* _Required work_
Reproduce the entries exactly.

* _Extracted records_
PR #4993, opened 2021-06-06
[script] [hunting-buddy] Add option for max searches for a room

KatoakDR:
_(Note, per feedback the option to hunt with people not in your buddies list has been removed. The description has been updated to that effect.)_

### Background
* When `hunting-buddy` cannot find a suitable hunting room then it will go back to your safe room and wait 20-40 seconds then return to the area and look for a room again.
* This loop runs forever until a suitable room opens up, which could take several minutes or never happen.
* It would be nice to have an upper limit to the number of times the script will scan an area for a suitable room before giving up. Secondary and tertiary hunting zones can be configured for other places to check per the `zone:` property on `hunting_info:` as shown in [Dartellum's example](https://github.com/rpherbig/dr-scripts/pull/4993#issuecomment-855422270).

### Changes
* Update `common-travel`'s `find_empty_room` method to
  - accept a new `max_search_attempts` parameter (number, default to infinity) and after N passes of the hunting zone and no suitable room has been found then break out of the loop
  - pass a counter as new argument to the predicate so that it can take into consideration how many times the character has tried to search for a suitable room (i.e. is this the first pass through the area? the second? the third?)
* Update `hunting-buddy`'s `find_hunting_room?` method to
  - include comments in the predicate lambda for its true/false decisions
  - `return` the result of calling `find_empty_room(..)` to fix bug that when no suitable room is found (after exhausting max searches or if no idle room) that you'd begin hunting in the first room of the hunting area no matter what. With this fix you'll return to your safe room and hunting-buddy will exit rather than hunting in a random room.

### Configuration
_base.yaml_
```yaml
# When unable to find a room to hunt in,
# hunting-buddy will run back to a safe room and wait 20-40 seconds
# before returning to the hunting zone to look for a room again.
# How many times should hunting-buddy revist the area to look for
# a suitable hunting room before ultimately giving up?
# Note, this is not the number of physical rooms to be checked.
# This is the number of times to wait then revisit the area to find a room.
hunting_room_max_searches: 30
```

### DIFF
--- a/hunting-buddy.lic
+++ b/hunting-buddy.lic
@@ -208,10 +208,16 @@ class HuntingBuddy
     else
       @exit = nil
       find_empty_room(rooms, waiting_room,
-                      lambda do
+                      lambda do |search_attempt|
+                        # Skip room if has more people than your max limit
                         return false if DRRoom.pcs.size > @hunting_buddies_max
+                        # Skip if one of your nemesis is in the room
                         return false if (DRRoom.pcs & UserVars.hunting_nemesis).any?
+                        # Continue if one of your friends is in the room
                         return true if (DRRoom.pcs & UserVars.friends).any?
+                        # Continue if this is not the first search attempt and character will settle for "good enough" room
+                        return true if search_attempt > 1 && !@settings.hunting_room_strict_empty_or_buddies
+                        # Skip if anyone not in your group is in the room
                         return false if (DRRoom.pcs - DRRoom.group_members).any?
                         # No visible friends in the room and no visible people
                         UserVars.friends.each { |friend| Flags.add("room-check-#{friend}", friend) }
@@ -232,7 +238,9 @@ class HuntingBuddy
                         true
                       end,
                       @settings.hunting_room_min_mana,
-                      @settings.hunting_room_strict_mana)
+                      @settings.hunting_room_strict_mana,
+                      @settings.hunting_room_max_searches
+                    )
     end
 
     true
--- a/hunting-buddy.lic
+++ b/hunting-buddy.lic
@@ -207,7 +207,7 @@ class HuntingBuddy
       @exit = [escort_info['area'], 'exit']
     else
       @exit = nil
-      find_empty_room(rooms, waiting_room,
+      return find_empty_room(rooms, waiting_room,
                       lambda do |search_attempt|
                         # Skip room if has more people than your max limit
                         return false if DRRoom.pcs.size > @hunting_buddies_max
--- a/hunting-buddy.lic
+++ b/hunting-buddy.lic
@@ -208,39 +208,37 @@ class HuntingBuddy
     else
       @exit = nil
       return find_empty_room(rooms, waiting_room,
-                      lambda do |search_attempt|
-                        # Skip room if has more people than your max limit
-                        return false if DRRoom.pcs.size > @hunting_buddies_max
-                        # Skip if one of your nemesis is in the room
-                        return false if (DRRoom.pcs & UserVars.hunting_nemesis).any?
-                        # Continue if one of your friends is in the room
-                        return true if (DRRoom.pcs & UserVars.friends).any?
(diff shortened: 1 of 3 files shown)


Hiinky:
I'm not quite sure how I feel about this edit.  While yes it could help lichies find rooms, it may also bring an incredible amount of negative backlash from the larger DR community when lichies suddenly roll into any room ever.  I am VERY concerned this is going to generate lich-hate when we've always gone out of our way to ease the friction where we can.

hunting-buddy.lic
```diff
@@ -207,11 +207,17 @@ class HuntingBuddy
...
+      return find_empty_room(rooms, waiting_room,
+                      lambda do |search_attempt|
+                        # Skip room if has more people than your max limit
                         return false if DRRoom.pcs.size > @hunting_buddies_max
+                        # Skip if one of your nemesis is in the room
                         return false if (DRRoom.pcs & UserVars.hunting_nemesis).any?
+                        # Continue if one of your friends is in the room
                         return true if (DRRoom.pcs & UserVars.friends).any?
+                        # Continue if this is not the first search attempt and character will settle for "good enough" room
+                        return true if search_attempt > 1 && !@settings.hunting_room_strict_empty_or_buddies
```
wstampley, line 219: It would be helpful for me and the way I handle getting my attention if something non-standard is going on, if this echo'd something when it makes this choice (like the mana one does) so that I could then know I should say something to the random people i'm now hunting with.

bastionwt:
> I'm not quite sure how I feel about this edit.  While yes it could help lichies find rooms, it may also bring an incredible amount of negative backlash from the larger DR community when lichies suddenly roll into any room ever.  I am VERY concerned this is going to generate lich-hate when we've always gone out of our way to ease the friction where we can.

Absolutely this. There are now plenty of hunting zones at almost every rank range. This is a very bad direction to head in that will increase animosity towards players running Lich, not reduce it. 

If you are in a spot where you need to relax criteria, evaluate the creatures you are hunting and choose another in the range.

Dartellum:
Also, those with multiple areas set just for this reason will not work:
```yaml
hunting_info:
- :zone:
  - xalas_1 #750-1000
  - xalas_1 #750-1000
  - juvenile_wyverns #700-1100
```

This example will try xalas twice then head to wyverns. We already have an overflow, or no room found, mechanism in place. I know at lower levels the areas are limited, especially for F2P. On my F2P guys, I have the same area set multiple times.

KatoakDR:
Thanks everyone for sharing your feedback and concerns and alternatives to my proposed changes. 

I’ll close this pull request.

hunting-buddy.lic
```diff
@@ -207,32 +207,38 @@ class HuntingBuddy
       @exit = [escort_info['area'], 'exit']
     else
       @exit = nil
-      find_empty_room(rooms, waiting_room,
```
KatoakDR, line 210: Enable "Hide whitespace changes" when reviewing this diff otherwise it looks like more changed than what actually did.

The lambda didn't need to be indented so far to the right and that's the whitespace changes.

hunting-buddy.lic
KatoakDR: Per feedback, I've removed this aspect from the pull request to relax criteria to hunt with people not explicitly listed in your buddies list.

KatoakDR:
@Hiinky @Dartellum @bastionwt @wstampley Per your all's feedback, I've removed the "easy" option to hunt with characters not in your buddies list. This pull request is now focused on adding the max search limit to give players control of how long they'll wait for a particular hunting zone to open up before moving on to check other zones (if configured like https://github.com/rpherbig/dr-scripts/pull/4993#issuecomment-855422270)

Would appreciate your all's thoughts on this new direction.

Thanks

rpherbig:

Let me know how you want to proceed

KatoakDR:
> 
> Let me know how you want to proceed

I'm good with this going out. I have no further changes to make unless anyone has more feedback. Thanks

* _Answer space_
PR #4993, opened 2021-06-06
[script] [hunting-buddy] Add option for max searches for a room

KatoakDR:
_(Note, per feedback the option to hunt with people not in your buddies list has been removed. The description has been updated to that effect.)_

### Background
* When `hunting-buddy` cannot find a suitable hunting room then it will go back to your safe room and wait 20-40 seconds then return to the area and look for a room again.
* This loop runs forever until a suitable room opens up, which could take several minutes or never happen.
* It would be nice to have an upper limit to the number of times the script will scan an area for a suitable room before giving up. Secondary and tertiary hunting zones can be configured for other places to check per the `zone:` property on `hunting_info:` as shown in [Dartellum's example](https://github.com/rpherbig/dr-scripts/pull/4993#issuecomment-855422270).

### Changes
* Update `common-travel`'s `find_empty_room` method to
  - accept a new `max_search_attempts` parameter (number, default to infinity) and after N passes of the hunting zone and no suitable room has been found then break out of the loop
  - pass a counter as new argument to the predicate so that it can take into consideration how many times the character has tried to search for a suitable room (i.e. is this the first pass through the area? the second? the third?)
* Update `hunting-buddy`'s `find_hunting_room?` method to
  - include comments in the predicate lambda for its true/false decisions
  - `return` the result of calling `find_empty_room(..)` to fix bug that when no suitable room is found (after exhausting max searches or if no idle room) that you'd begin hunting in the first room of the hunting area no matter what. With this fix you'll return to your safe room and hunting-buddy will exit rather than hunting in a random room.

### Configuration
_base.yaml_
```yaml
# When unable to find a room to hunt in,
# hunting-buddy will run back to a safe room and wait 20-40 seconds
# before returning to the hunting zone to look for a room again.
# How many times should hunting-buddy revist the area to look for
# a suitable hunting room before ultimately giving up?
# Note, this is not the number of physical rooms to be checked.
# This is the number of times to wait then revisit the area to find a room.
hunting_room_max_searches: 30
```

### DIFF
--- a/hunting-buddy.lic
+++ b/hunting-buddy.lic
@@ -208,10 +208,16 @@ class HuntingBuddy
     else
       @exit = nil
       find_empty_room(rooms, waiting_room,
-                      lambda do
+                      lambda do |search_attempt|
+                        # Skip room if has more people than your max limit
                         return false if DRRoom.pcs.size > @hunting_buddies_max
+                        # Skip if one of your nemesis is in the room
                         return false if (DRRoom.pcs & UserVars.hunting_nemesis).any?
+                        # Continue if one of your friends is in the room
                         return true if (DRRoom.pcs & UserVars.friends).any?
+                        # Continue if this is not the first search attempt and character will settle for "good enough" room
+                        return true if search_attempt > 1 && !@settings.hunting_room_strict_empty_or_buddies
+                        # Skip if anyone not in your group is in the room
                         return false if (DRRoom.pcs - DRRoom.group_members).any?
                         # No visible friends in the room and no visible people
                         UserVars.friends.each { |friend| Flags.add("room-check-#{friend}", friend) }
@@ -232,7 +238,9 @@ class HuntingBuddy
                         true
                       end,
                       @settings.hunting_room_min_mana,
-                      @settings.hunting_room_strict_mana)
+                      @settings.hunting_room_strict_mana,
+                      @settings.hunting_room_max_searches
+                    )
     end
 
     true
--- a/hunting-buddy.lic
+++ b/hunting-buddy.lic
@@ -207,7 +207,7 @@ class HuntingBuddy
       @exit = [escort_info['area'], 'exit']
     else
       @exit = nil
-      find_empty_room(rooms, waiting_room,
+      return find_empty_room(rooms, waiting_room,
                       lambda do |search_attempt|
                         # Skip room if has more people than your max limit
                         return false if DRRoom.pcs.size > @hunting_buddies_max
--- a/hunting-buddy.lic
+++ b/hunting-buddy.lic
@@ -208,39 +208,37 @@ class HuntingBuddy
     else
       @exit = nil
       return find_empty_room(rooms, waiting_room,
-                      lambda do |search_attempt|
-                        # Skip room if has more people than your max limit
-                        return false if DRRoom.pcs.size > @hunting_buddies_max
-                        # Skip if one of your nemesis is in the room
-                        return false if (DRRoom.pcs & UserVars.hunting_nemesis).any?
-                        # Continue if one of your friends is in the room
-                        return true if (DRRoom.pcs & UserVars.friends).any?
(diff shortened: 1 of 3 files shown)


Hiinky:
I'm not quite sure how I feel about this edit.  While yes it could help lichies find rooms, it may also bring an incredible amount of negative backlash from the larger DR community when lichies suddenly roll into any room ever.  I am VERY concerned this is going to generate lich-hate when we've always gone out of our way to ease the friction where we can.

hunting-buddy.lic
```diff
@@ -207,11 +207,17 @@ class HuntingBuddy
...
+      return find_empty_room(rooms, waiting_room,
+                      lambda do |search_attempt|
+                        # Skip room if has more people than your max limit
                         return false if DRRoom.pcs.size > @hunting_buddies_max
+                        # Skip if one of your nemesis is in the room
                         return false if (DRRoom.pcs & UserVars.hunting_nemesis).any?
+                        # Continue if one of your friends is in the room
                         return true if (DRRoom.pcs & UserVars.friends).any?
+                        # Continue if this is not the first search attempt and character will settle for "good enough" room
+                        return true if search_attempt > 1 && !@settings.hunting_room_strict_empty_or_buddies
```
wstampley, line 219: It would be helpful for me and the way I handle getting my attention if something non-standard is going on, if this echo'd something when it makes this choice (like the mana one does) so that I could then know I should say something to the random people i'm now hunting with.

bastionwt:
> I'm not quite sure how I feel about this edit.  While yes it could help lichies find rooms, it may also bring an incredible amount of negative backlash from the larger DR community when lichies suddenly roll into any room ever.  I am VERY concerned this is going to generate lich-hate when we've always gone out of our way to ease the friction where we can.

Absolutely this. There are now plenty of hunting zones at almost every rank range. This is a very bad direction to head in that will increase animosity towards players running Lich, not reduce it. 

If you are in a spot where you need to relax criteria, evaluate the creatures you are hunting and choose another in the range.

Dartellum:
Also, those with multiple areas set just for this reason will not work:
```yaml
hunting_info:
- :zone:
  - xalas_1 #750-1000
  - xalas_1 #750-1000
  - juvenile_wyverns #700-1100
```

This example will try xalas twice then head to wyverns. We already have an overflow, or no room found, mechanism in place. I know at lower levels the areas are limited, especially for F2P. On my F2P guys, I have the same area set multiple times.

KatoakDR:
Thanks everyone for sharing your feedback and concerns and alternatives to my proposed changes. 

I’ll close this pull request.

hunting-buddy.lic
```diff
@@ -207,32 +207,38 @@ class HuntingBuddy
       @exit = [escort_info['area'], 'exit']
     else
       @exit = nil
-      find_empty_room(rooms, waiting_room,
```
KatoakDR, line 210: Enable "Hide whitespace changes" when reviewing this diff otherwise it looks like more changed than what actually did.

The lambda didn't need to be indented so far to the right and that's the whitespace changes.

hunting-buddy.lic
KatoakDR: Per feedback, I've removed this aspect from the pull request to relax criteria to hunt with people not explicitly listed in your buddies list.

KatoakDR:
@Hiinky @Dartellum @bastionwt @wstampley Per your all's feedback, I've removed the "easy" option to hunt with characters not in your buddies list. This pull request is now focused on adding the max search limit to give players control of how long they'll wait for a particular hunting zone to open up before moving on to check other zones (if configured like https://github.com/rpherbig/dr-scripts/pull/4993#issuecomment-855422270)

Would appreciate your all's thoughts on this new direction.

Thanks

rpherbig:

Let me know how you want to proceed

KatoakDR:
> 
> Let me know how you want to proceed

I'm good with this going out. I have no further changes to make unless anyone has more feedback. Thanks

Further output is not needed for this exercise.